The Glass Monolith

407 Words
​The lobby of Vane Global Headquarters didn't feel like a building; it felt like a cathedral dedicated to the god of Logistics. ​The ceiling soared sixty feet high, a ribcage of brushed steel and white marble that made every footstep sound like a gunshot. There were no chairs, no "waiting area." In the North End, if you didn't have a reason to be moving, you didn't belong. Leo stood at the entrance, his thrift-store suit feeling like a costume that was slowly dissolving under the intense, shadowless LED lighting. ​He looked at his hands. He had scrubbed them until the skin was raw, but under this light, he could still see the faint, stubborn grease of a bicycle chain embedded in his cuticles. It was a mark of his caste, a brand that no amount of soap could wash away. ​A security console sat in the center of the floor—a black obsidian slab manned by two guards who looked like they had been grown in a lab. They didn't wear police uniforms; they wore tactical suits that cost more than Leo’s bike. ​"Name?" one of them asked. He didn't look up from his screen. To him, Leo was just another delivery he wasn't expecting. ​"Leo Moretti. I have a meeting with Marcus Sterling." ​The guard’s fingers paused. He looked up, his eyes scanning Leo’s face with a sudden, sharp intensity. He didn't see a businessman. He saw the "glitch" the lawyers had warned them about. ​"Step into the scanner, Mr. Moretti," the guard said. His voice had lost its boredom. ​Leo stepped into a circular glass tube. A ring of white light traveled from his feet to his head. On a nearby monitor, his skeletal structure appeared, along with a red flashing icon near his lower back. ​"The U-lock," the guard said, reaching for his holster. "On the belt.
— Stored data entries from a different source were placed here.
PR #1878, opened 2022-01-14
9517 Registration of SP, GP to lear

vysakh-menon-aot:
*Issue #:* bcgov/entity#9517

*Description of changes:*


auth-web/src/components/auth/manage-business/AffiliatedEntityTable.vue
```diff
@@ -155,7 +156,7 @@ export default class AffiliatedEntityTable extends Mixins(DateMixin) {
   // Local Properties
   private readonly businesses!: Business[]
   private readonly currentOrganization!: Organization
-  private readonly createNamedBusiness!: (filingBody: BusinessRequest) => any
+  private readonly createNamedBusiness!: (filingBody: any, nrNumber: string) => Promise<any>
```
cameron-freshworks, line 159: Why remove the typing?

auth-web/src/components/auth/manage-business/AffiliatedEntityTable.vue
```diff
@@ -192,13 +193,13 @@ export default class AffiliatedEntityTable extends Mixins(DateMixin) {
     return item.corpType.code === CorpType.NEW_BUSINESS && item.name === item.businessIdentifier
   }
 
-  /** Returns true if the affiliation is approved to start an IA */
-  private isApprovedForIA (business: Business): boolean {
+  /** Returns true if the affiliation is approved to start an IA or Registration */
+  private showUseNameRequest (business: Business): boolean {
```
severinbeauvais, line 197: Very small nit, but it's clearer to use "is" or "has" for boolean function names, and "do" or "show" (etc) for action function names.

auth-web/src/components/auth/manage-business/AffiliatedEntityTable.vue
```diff
@@ -358,14 +375,33 @@ export default class AffiliatedEntityTable extends Mixins(DateMixin) {
...
     }
-    const filingResponse = await this.createNamedBusiness(filingBody)
+    return this.createNamedBusiness(filingBody, business.businessIdentifier)
+  }
 
-    if (filingResponse?.errorMsg) {
-      this.$emit('add-unknown-error')
-      return ''
-    } else {
-      return filingResponse.data.filing.business.identifier
```
cameron-freshworks, line 367: Will this still handle a failed creation? 
`createNamedBusiness` will only return an error message it looks like. Looks like it was handled on here previously.

cameron-freshworks: I see, you moved it up 1 level.

auth-web/src/components/auth/manage-business/AffiliatedEntityTable.vue
```diff
@@ -358,14 +375,33 @@ export default class AffiliatedEntityTable extends Mixins(DateMixin) {
...
+  private async createBusinessRegistration (business: Business): Promise<any> {
+    const filingBody: RegistrationRequest = {
+      filing: {
+        header: {
+          name: FilingTypes.REGISTRATION,
+          accountId: this.currentOrganization.id
+        },
+        business: {
+          legalType: business.nameRequest.legalType,
+          natureOfBusiness: business.nameRequest.natureOfBusiness
```
severinbeauvais, line 390: We may or may not need this, right?

I believe this is user-entered text, whereas in grooming today we talked about users entering a NAICS code and we'd look up the NOB. (It would still be text but we could potentially do a reverse lookup on it, whereas a reverse lookup on user-entered text would probably fail.)

I'm just wondering if we need to pre-populate this in the draft. Probably can't hurt though...

auth-web/src/components/auth/manage-business/AffiliatedEntityTable.vue
```diff
@@ -341,6 +342,22 @@ export default class AffiliatedEntityTable extends Mixins(DateMixin) {
 
   /** Create a business record in Lear */
   private async createBusinessRecord (business: Business): Promise<string> {
+    let filingResponse = null
+    if ([LegalTypes.SP, LegalTypes.GP].includes(business.nameRequest.legalType as LegalTypes)) {
```
cameron-freshworks, line 346: Never a bad idea to optionally chain the deconstruction of an object in the event it's looking for the values before the object itself is available or something.

ie `business.nameRequest?.legalType`

auth-web/src/components/auth/manage-business/AffiliatedEntityTable.vue
```diff
@@ -358,14 +375,33 @@ export default class AffiliatedEntityTable extends Mixins(DateMixin) {
...
+        },
+        registration: {
+          nameRequest: {
+            legalType: business.nameRequest.legalType,
+            nrNumber: business.businessIdentifier
+          }
+        }
+      }
+    }
+    if (business.nameRequest.legalType === LegalTypes.SP) {
```
severinbeauvais, line 400: Add a comment to what you're doing here.

Should this use a generic method (helper / mixin ?) to return Entity Type Code when given the Legal Type? (Is this used elsewhere? Are we expecting to use this again soon?)

auth-web/src/services/business.services.ts
```diff
@@ -25,11 +25,7 @@ export default class BusinessService {
     return axios.get(`${ConfigHelper.getLegalAPIUrl()}/businesses/${businessIdentifier}`)
   }
 
-  static async createNamedBusiness (filingBody: BusinessRequest): Promise<AxiosResponse<any>> {
-    return axios.post(`${ConfigHelper.getLegalAPIUrl()}/businesses?draft=true`, filingBody)
-  }
-
-  static async createNumberedBusiness (filingBody: BusinessRequest): Promise<AxiosResponse<any>> {
+  static async createDraftFiling (filingBody: any): Promise<AxiosResponse<any>> {
```
cameron-freshworks, line 28: Does the `BusinessRequest` no longer apply? 
If the structure has changed i would create/modify the interface to suite both filings or create new ones.

auth-web/src/components/auth/manage-business/AffiliatedEntityTable.vue
```diff
@@ -358,14 +375,33 @@ export default class AffiliatedEntityTable extends Mixins(DateMixin) {
...
+      filingBody.filing.registration.businessType =
+                    (business.nameRequest.entityTypeCd === 'FR' ? 'SP' : business.nameRequest.entityTypeCd)
```
severinbeauvais, line 402: Should use an enum for Entity Type Code.

See https://github.com/bcgov/namerequest/blob/main/src/enums/entity-type.ts

auth-web/src/components/auth/manage-business/EntityManagement.vue
```diff
@@ -316,11 +316,15 @@ export default class EntityManagement extends Mixins(AccountChangeMixin, NextPag
...
     this.isLoading = 1 // truthy
     this.$route.query.isNumberedCompanyRequest && await this.createNumberedBusiness(this.currentAccountSettings.id)
-    await this.syncBusinesses()
+    await this.syncBusinesses(this.enableSpGpDba)
     this.lastSyncBusinesses = Date.now()
     this.isLoading = 0 // falsy
   }
 
+  private get enableSpGpDba (): boolean {
+    return LaunchDarklyService.getFlag(LDFlags.EnableSpGpDba) || false
```
severinbeauvais, line 325: 👍

auth-web/src/store/modules/business.ts
```diff
@@ -51,10 +52,19 @@ export default class BusinessModule extends VuexModule {
...
 
+    /** Returns target conditionally. */
+    const getTarget = (nr): NrTargetTypes => {
+      if ([LegalTypes.SP, LegalTypes.GP].includes(nr.legalType) && !enableSpGpDba) {
+        // Fallback to onestop if SpGpDba is not enabled
+        return NrTargetTypes.ONESTOP
+      }
+      return nr.target
+    }
+
```
cameron-freshworks, line 67: Isn't the target be handled by the API? 
Or is this just a temporary means of feature flagging our redirect?

auth-web/src/store/modules/business.ts
```diff
@@ -36,7 +37,7 @@ export default class BusinessModule extends VuexModule {
   }
 
   @Action({ rawError: true })
-  public async syncBusinesses (): Promise<void> {
+  public async syncBusinesses (enableSpGpDba: boolean): Promise<void> {
```
cameron-freshworks, line 40: Is this parameter something we want to require for every call of `syncBusinesses`?
If not, you can set a default here, `syncBusinesses (enableSpGpDba: boolean = false)..` so that is isn't required everywhere.

auth-web/src/components/auth/manage-business/EntityManagement.vue
```diff
@@ -316,11 +316,15 @@ export default class EntityManagement extends Mixins(AccountChangeMixin, NextPag
...
+  }
+
```
cameron-freshworks, line 327: Makes sense that this is a GETTER but if this is temporary means of flagging i think it might be easier to just retrieve this value in the 1 spot you are using it. 
ie `getTarget` method. 
I'm not sure the purpose of passing it as a parameter in the `syncBusinesses` method.
Maybe i'm not seeing something though.

auth-web/src/components/auth/manage-business/EntityManagement.vue
```diff
@@ -316,11 +316,15 @@ export default class EntityManagement extends Mixins(AccountChangeMixin, NextPag
 
     this.isLoading = 1 // truthy
     this.$route.query.isNumberedCompanyRequest && await this.createNumberedBusiness(this.currentAccountSettings.id)
```
severinbeauvais, line 318: Does `createNumberedBusiness()` still exist, or replaced by `createDraftFiling()` ?

See also line 262.

auth-web/src/store/modules/business.ts
```diff
@@ -182,16 +194,15 @@ export default class BusinessModule extends VuexModule {
   }
 
   @Action({ rawError: true })
-  public async createNamedBusiness (filingBody: BusinessRequest) {
+  public async createNamedBusiness (filingBody: any, nrNumber: string) {
```
cameron-freshworks, line 197: We should try to keep these request parameters interfaced.

severinbeauvais (commented):
Are there any unit tests?

auth-web/src/components/auth/manage-business/AffiliatedEntityTable.vue
severinbeauvais: On the other hand, if you know for sure the object exists (eg, `business` as in Cam's example) then it doesn't need opt chaining. (Good example Cam.)

What I'm saying is we shouldn't use opt chaining on everything just because :)

auth-web/src/components/auth/manage-business/EntityManagement.vue
severinbeauvais: I agree with this -- if it's only used in `syncBusinesses()` then just declare a local variable in there.

auth-web/src/components/auth/manage-business/AffiliatedEntityTable.vue
vysakh-menon-aot: To support multiple type of filing. For now we have BusinessRequest and RegistrationRequest. Initially I thought of using `BusinessRequest | RegistrationRequest`. Then I changed it to any to support any future filing since it is only used to post a draft filing

auth-web/src/components/auth/manage-business/AffiliatedEntityTable.vue
vysakh-menon-aot: True. I included this since it is mentioned in Schema.

auth-web/src/components/auth/manage-business/AffiliatedEntityTable.vue
vysakh-menon-aot: It may not be required always

auth-web/src/components/auth/manage-business/EntityManagement.vue
vysakh-menon-aot: `createNumberedBusiness` still exist in store. I replaced it in service

auth-web/src/services/business.services.ts
vysakh-menon-aot: It still applicable for IA. filingBody can be BusinessRequest and RegistrationRequest and maybe more in future. Changed it to `any` to support future filing since it is only used to post a draft filing

auth-web/src/store/modules/business.ts
vysakh-menon-aot: It is handled in API. It is temporary until we migrate to lear

auth-web/src/components/auth/manage-business/AffiliatedEntityTable.vue
cameron-freshworks: 🤔  Perhaps we should modify the interfaces then to require the parts common to all filings, with an interchangeable subset for each unique filing?
I think changing the type to `any` is more or less removing typing, more so than supporting something.

auth-web/src/services/business.services.ts
cameron-freshworks: Same comment as above, we should modify or add to our interfaces to include some typing. 
Even if it is just a draft that is not validated. 
Even more reason to include an interface i think since we are not validating, since errors by a developer here wouldn't be caught until the point of file and pay by a client, when the validators do run.

auth-web/src/store/modules/business.ts
cameron-freshworks: Gotcha, thanks!

auth-web/src/components/auth/manage-business/AffiliatedEntityTable.vue
severinbeauvais: Just thinking ahead a bit... What will our Create UI code do with this pre-populated text? Will the UI prompt for a NAICS code if this text is pre-populated? Will we store the NAICS code or just the NOB?

It may be that leaving this empty is preferable, but I'm not really sure.

If we want the initial Registration draft filing to have an empty NOB, who will clear it? The Filings UI? Now that would be complex (Auth Web creates draft, Filings UI clear a field, Create UI resumes it).

Can you shed any light on this?

auth-web/src/components/auth/manage-business/AffiliatedEntityTable.vue
severinbeauvais: OK, leave it for now.

severinbeauvais: ... But please add that comment :)

auth-web/src/services/business.services.ts
severinbeauvais: In our framework (TS), type checks are not done at runtime, only compile time. So yes, an interface (or partial or [union types](https://www.typescriptlang.org/docs/handbook/2/everyday-types.html#union-types)) can avoid some errors. However, I'm going to leave it to the author to determine the best approach here at this time.

auth-web/src/components/auth/manage-business/EntityManagement.vue
severinbeauvais: Fixed.

auth-web/src/components/auth/manage-business/AffiliatedEntityTable.vue
vysakh-menon-aot: Yes NOB will be populated from the NR if available but we are not using it for now

auth-web/src/components/auth/manage-business/AffiliatedEntityTable.vue
cameron-freshworks: After offline discussion, we determined an acceptable path for the interfaces, will resolve!

auth-web/src/services/business.services.ts
cameron-freshworks: We determined that for the time being we will enforce the base structure of the filing with the subset of the filing type optional. Will resolve!

severinbeauvais (approved):

cameron-freshworks (approved):

shabeeb-aot (approved):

Remove it. Slowly." ​Leo reached behind his back and pulled out the heavy steel lock. He set it on the marble floor with a heavy clack. It looked absurd—a piece of rusted street weaponry in a world of silent encryption. ​"Keep it," Leo said, his voice echoing. "The streets are dangerous. I thought the North End was supposed to be safe." ​The guard didn't blink. He swiped a tablet and the glass doors hissed open. "Elevator Four. Level 90. They’re waiting."